AbbVie’s price-to-sales ratio of 5.72x and enterprise value-to-sales of 6.76x are elevated for a mature pharmaceutical company. These multiples suggest the market has priced in significant growth expectations. If earnings growth disappoints or guidance weakens, the stock could face multiple compression. Conversely, strong execution and pipeline progress could justify current valuations.

Risk Factors to Monitor

Key risks include HUMIRA revenue declines accelerating faster than expected, pipeline setbacks, regulatory challenges, and macroeconomic pressures on healthcare spending. The company’s high debt levels and negative shareholder equity also warrant attention. However, strong cash generation and market leadership in key therapeutic areas provide downside protection.

Final Thoughts

AbbVie’s April 29 earnings will reveal if the company can sustain its beat streak despite declining revenue and EPS. Key focus areas include immunology and oncology franchise growth to offset HUMIRA biosimilar pressure, free cash flow strength supporting the 3.41% dividend, and 2026 guidance. With conservative estimates and a B+ grade reflecting solid fundamentals but high valuations, strong pipeline execution and market share retention are essential to justify current stock prices.

FAQs

What is the EPS estimate for AbbVie’s April 29 earnings?
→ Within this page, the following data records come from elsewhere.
PR #1191, opened 2025-09-02
feat(monad): add argument to optionally charge total gas limit

0xfourzerofour:
## Proposed Changes

  - Add configuration option to state whether or not to charge the full gas limit on a UO

### DIFF
--- a/crates/sim/src/estimation/v0_7.rs
+++ b/crates/sim/src/estimation/v0_7.rs
@@ -177,17 +177,6 @@ where
                     .verification_gas_limit(verification_gas_limit)
                     .paymaster_verification_gas_limit(paymaster_verification_gas_limit)
                     .call_gas_limit(call_gas_limit)
-                    .build();
-                op_with_limits.required_pre_verification_gas(
-                    &self.chain_spec,
-                    bundle_size,
-                    da_gas,
-                    None,
-                )
-            } else {
-                // Use original op baseline to match validation behavior, but override
-                // paymaster_post_op_gas_limit to avoid using max_fill's inflated value
-                let op_with_limits = UserOperationBuilder::from_uo(base_op, &self.chain_spec)
                     .paymaster_post_op_gas_limit(op.paymaster_post_op_gas_limit.unwrap_or(0))
                     .build();
                 op_with_limits.required_pre_verification_gas(
@@ -196,6 +185,8 @@ where
                     da_gas,
                     None,
                 )
+            } else {
+                base_op.required_pre_verification_gas(&self.chain_spec, bundle_size, da_gas, None)
             }
         };
 


bin/rundler/src/cli/mod.rs
```diff
@@ -526,6 +526,14 @@ pub struct CommonArgs {
...
     )]
     pub aggregator_options: Vec<(String, String)>,
+
+    #[arg(
+        long = "charge_total_gas_limit",
+        env = "CHARGE_TOTAL_GAS_LIMIT",
+        default_value = "false",
+        global = true
+    )]
+    pub charge_total_gas_limit: bool,
```
dancoombs, line 536: I think we should add this as part of chain spec instead, given that its only needed on one chain.

Also, how about the name `charge_gas_limit_via_pvg`

crates/sim/src/estimation/v0_6.rs
```diff
@@ -166,6 +166,10 @@ where
             )
         };
 
+        if self.settings.charge_total_gas_limit {
+            pre_verification_gas += gas_limit;
```
dancoombs, line 170: Can you double check that this `gas_limit` doesn't have any extra gas added to it? I think `bundle_computation_gas_limit` also includes some gas from PVG already (just not the L1 part).

dancoombs (commented):
nit: PR title for this should be `feat:`

bin/rundler/src/cli/mod.rs
dancoombs: I don't recall wanting to deprecate, but we haven't always been super clean about what goes where.

Rule of thumb is that if its something chain related that should basically never change it goes in chain spec. If its a true configuration option or not chain related it goes in CLI.

dancoombs: The useful thing for `chain_spec` is that its the easiest way to get configuration variables into the most places as we pass it all over the place. Typically if you add something to it that config should be available to you in the class/function you're modifying. For example the function that needs to be modified for this feature already takes a chain spec https://github.com/alchemyplatform/rundler/blob/835b9bb23b82556032251b4765e3d8fbdb125c7e/crates/types/src/user_operation/mod.rs#L282

0xfourzerofour:
> > I think you should just need to change these two functions https://github.com/alchemyplatform/rundler/blob/main/crates/sim/src/gas.rs
> 
> Which I think just boils down to updating this
> 
> https://github.com/alchemyplatform/rundler/blob/835b9bb23b82556032251b4765e3d8fbdb125c7e/crates/types/src/user_operation/mod.rs#L282

yeh that is a lot more simple

crates/types/src/user_operation/mod.rs
```diff
@@ -225,8 +225,12 @@ pub trait UserOperation: Debug + Clone + Send + Sync + 'static {
     ///
     /// `bundle_size` is the size of the bundle if applying shared gas to the gas limit, otherwise `None`.
     fn bundle_gas_limit(&self, chain_spec: &ChainSpec, bundle_size: Option<usize>) -> u128 {
-        self.pre_verification_bundle_gas_limit(chain_spec, bundle_size)
-            + self.total_verification_gas_limit()
+        self.pre_verification_bundle_gas_limit(chain_spec, bundle_size) + self.operation_gas_limit()
+    }
+
+    /// Returns the combined gas limit for a user operation.
+    fn operation_gas_limit(&self) -> u128 {
```
dancoombs, line 232: We have so many different flavors of these functions its getting hard to name them 😆 . I've found just being super specific helps me remember what they do.

Lets call this `bundle_gas_limit_without_pvg`.

I'm also realizing that this function seems to currently miss paymaster post op in the `bundle_gas_limit`...

dancoombs: Oh jk it looks like its in `required_pre_execution_buffer` (the naming here is getting so confusing).

crates/sim/src/estimation/v0_6.rs
```diff
@@ -114,23 +114,41 @@ where
             );
         }
 
-        let pre_verification_gas_future = self.estimate_pre_verification_gas(&op, block_hash);
```
dancoombs, line 117: Is this dead code now?

0xfourzerofour: yeh still used in tests, have not finished the clean up

crates/sim/src/gas.rs
```diff
@@ -12,10 +12,158 @@
...
+        let gas_limits = verification_gas_limit
+            + paymaster_verification_gas_limit
+            + op.required_pre_execution_buffer()
+            + call_gas_limit;
+        pvegl = pvegl.saturating_add(gas_limits);
+    }
+
+    pvegl
+}
+
```
dancoombs, line 166: Is `estimate_pre_verification_gas` used anywhere now?

crates/sim/src/estimation/v0_6.rs
```diff
@@ -114,23 +114,57 @@ where
...
+                    .build();
+                op_with_limits.required_pre_verification_gas_with_limits(
+                    &self.chain_spec,
+                    bundle_size,
+                    da_gas,
+                    None,
+                    Some(verification_gas_limit),
+                    Some(0), // v0_6 doesn't have paymaster verification gas
+                    Some(call_gas_limit),
+                )
```
dancoombs, line 161: Since we're already setting the limits on the UO, how come we're still passing them to `required_pre_verification_gas_with_limits`? Couldn't we just use `required_pre_verification_gas` with a special handling for `charge_gas_limit_via_pvg`?

crates/provider/src/alloy/entry_point/v0_6.rs
```diff
@@ -167,12 +167,10 @@ where
         let ops_len = ops.len();
         let da_gas: u64 = ops
             .iter()
-            .map(|op: &UserOperation| {
-                op.pre_verification_da_gas_limit(&self.chain_spec, Some(ops_len))
+            .map(|op| {
+                entry_point::calculate_da_gas_for_simulation(op, &self.chain_spec, Some(ops_len))
```
dancoombs, line 171: I'm not sure I understand these changes, it looks like `calculate_da_gas_for_simulation` is the same code as `pre_verification_da_gas_limit`. Or am I missing a small difference?

0xfourzerofour: ah yes this was left over from me testing stuff that was another issue

crates/sim/src/gas.rs
```diff
@@ -52,10 +49,55 @@ pub async fn estimate_pre_verification_gas<UO: UserOperation, E: DAGasProvider<U
...
+    fee_estimator: &F,
+    random_op: &UO,
+    max_fee_per_gas: Option<u128>,
+    max_priority_fee_per_gas: Option<u128>,
+    block: BlockHashOrNumber,
+    pvg_timer: Histogram,
+) -> anyhow::Result<u128> {
+    let _timer = CustomTimerGuard::new(pvg_timer);
+    let gas_price = if !chain_spec.da_pre_verification_gas {
+        0
```
dancoombs, line 79: nit: can return early here since there's no need to call `estimate_da_gas_only`

crates/types/src/user_operation/mod.rs
```diff
@@ -226,7 +229,12 @@ pub trait UserOperation: Debug + Clone + Send + Sync + 'static {
     /// `bundle_size` is the size of the bundle if applying shared gas to the gas limit, otherwise `None`.
     fn bundle_gas_limit(&self, chain_spec: &ChainSpec, bundle_size: Option<usize>) -> u128 {
         self.pre_verification_bundle_gas_limit(chain_spec, bundle_size)
```
dancoombs, line 231: Hm, I'm realizing now that this will cause us to over-estimate the gas limit needed to be set on bundles where the PVG already accounts for this overcharge.

Any ideas on how to handle cleanly?

We have the same problem for the `bundle_computation_gas_limit` call.

crates/types/src/user_operation/mod.rs
```diff
@@ -326,7 +335,39 @@ pub trait UserOperation: Debug + Clone + Send + Sync + 'static {
...
+        &self,
+        chain_spec: &ChainSpec,
+        bundle_size: usize,
+        da_gas: u128,
+        verification_gas_limit_efficiency_reject_threshold: Option<f64>,
+        verification_gas_limit: Option<u128>,
+        paymaster_verification_gas_limit: Option<u128>,
+        call_gas_limit: Option<u128>,
+    ) -> u128 {
+        let base_pvg = if let Some(thresh) = verification_gas_limit_efficiency_reject_threshold {
```
dancoombs, line 370: This can all be reverted right?

0xfourzerofour: yeh some more remaining stuff

dancoombs: Yeah, it doesn't look like `required_pre_verification_gas_with_limits` is called anywhere else and the limits are always set to `None` in the one call spot

crates/types/src/user_operation/mod.rs
dancoombs: This may already be correct. It looks like `pre_verification_execution_gas_limit` recalculates the `static_pre_verification_gas` instead of using the user-provided value. So I think this is fine as is? We should verify though

crates/types/src/user_operation/mod.rs
```diff
@@ -316,6 +329,9 @@ pub trait UserOperation: Debug + Clone + Send + Sync + 'static {
     ///
     /// `bundle_size` is the size of the bundle
     /// `da_gas` is the DA gas cost for the user operation, calculated elsewhere
+    /// `verification_gas_limit` is the verification gas limit (if available from estimation)
+    /// `paymaster_verification_gas_limit` is the paymaster verification gas limit (if available from estimation)
+    /// `call_gas_limit` is the call gas limit (if available from estimation)
```
dancoombs, line 334: nit: remove

crates/types/src/user_operation/mod.rs
0xfourzerofour: yeh it does a subtraction in pre_verification_da_gas_limit if charge_gas_limit_via_pvg is enabled

crates/sim/src/estimation/v0_7.rs
```diff
@@ -139,22 +149,47 @@ where
...
         let paymaster_verification_gas_limit = paymaster_verification_gas_limit_result?;
         let call_gas_limit = call_gas_limit_result?;
 
+        // Calculate the final PVG now that we have all gas limits
+        let pre_verification_gas = if op.pre_verification_gas.is_some_and(|pvg| pvg != 0) {
+            op.pre_verification_gas.unwrap()
+        } else {
+            // TODO(bundle): assuming a bundle size of 1
+            let bundle_size = 1;
+            let base_op = op.max_fill(&self.chain_spec);
```
dancoombs, line 174: I think this maxes out the `paymaster_post_op_gas_limit`. I'd actually expect this to result in massive PVGs because the maxed `paymaster_post_op_gas_limit` would contribute to the total gas limit. If its not, we may have missed it in the op calculations.

crates/types/src/user_operation/mod.rs
```diff
@@ -336,6 +338,16 @@ pub trait UserOperation: Debug + Clone + Send + Sync + 'static {
             )
         } else {
             self.pre_verification_execution_gas_limit(chain_spec, Some(bundle_size)) + da_gas
+        };
+
+        if chain_spec.charge_gas_limit_via_pvg {
+            let total_vgl = self.total_verification_gas_limit();
+            let cgl = self.call_gas_limit();
+
+            let gas_limits = total_vgl + self.required_pre_execution_buffer() + cgl;
```
dancoombs, line 347: Looks like `required_pre_execution_buffer` contains `paymaster_post_op_gas_limit`, so if its maxed out those PVGs might be huge.

dancoombs: https://github.com/alchemyplatform/rundler/pull/1191/files#r2320245651

`base_op` is a `max_fill` and the post op isn't overwritten (its never estimated, only just provided - which is why we need to change paymaster logic to pass it during gas estimation).

0xfourzerofour: ah yeh right damn

dancoombs: > this gas calculation logic is the bane of my existence

So many edge cases. I wish I saw a way to make it cleaner but there are just so many different variations of how we need to add gas up for various purposes and chains.

0xfourzerofour: > its never estimated, only provided - which is why we need to change paymaster logic to pass it during gas estimation

Do you mean actually update the estimation code to estimate the post op instead of relying on input fields

If so wouldnt the postOp might on state changes from the main user operation execution which could be a pretty hefty change. 

Or do you mean just override the max_fill to have something like `.paymaster_post_op_gas_limit(op.paymaster_post_op_gas_limit.unwrap_or(0))`

dancoombs: Oh yeah definitely the latter. That override should work.

Thats exactly why we don't estimate postOp ourselves btw, its super complicated.

dancoombs (approved):
🚢 - thanks for dealing with all the back and forth on this. The existing code is terrible with so many edge cases.

Lets make sure to test this thoroughly when turned on and off, gotta make sure that bundles are profitable on Monad but are not overcharding on chains where its off.

0xfourzerofour:
> Lets make sure to test this thoroughly when turned on and off, gotta make sure that bundles are profitable on Monad but are not overcharding on chains where its off.

Yeh I am gonna do another deploy on staging for monad testnet + other testnets when the command is turned off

Analysts expect AbbVie to report earnings per share of $2.62 for the first quarter. This represents a 3.3% sequential decline from the prior quarter’s $2.71 actual EPS, reflecting typical pharmaceutical seasonality and HUMIRA biosimilar headwinds.

Has AbbVie beaten earnings estimates recently?

Yes, AbbVie has beaten EPS estimates in three of the last four quarters, demonstrating a 75% beat rate. The company also beat revenue estimates in three of four quarters, suggesting conservative guidance and strong operational execution.

What should investors watch during the earnings call?

Focus on HUMIRA revenue trends, growth rates for SKYRIZI and RINVOQ, free cash flow generation, dividend sustainability, full-year 2026 guidance, and pipeline updates. Product-level performance and management commentary on biosimilar competition are critical.

What does the B+ Meyka AI grade mean for ABBV?

The B+ grade indicates AbbVie is a solid performer relative to peers and the S&P 500, but faces valuation headwinds. The company scores well on fundamentals and analyst consensus but trades at elevated multiples that leave limited room for earnings disappointment.

Is AbbVie’s dividend safe?

AbbVie’s 3.41% dividend yield appears sustainable based on strong free cash flow generation of $10.50 per share trailing twelve months. However, the 2.76x payout ratio is elevated, requiring continued operational excellence to maintain dividend growth.

Disclaimer:

Stock markets involve risks. This content is for informational purposes only. Earnings estimates are analyst projections and not guarantees of actual results. Past performance does not guarantee future results. Meyka AI PTY LTD provides market analysis and data insights, not financial advice. Always conduct your own research and consider consulting a licensed financial advisor.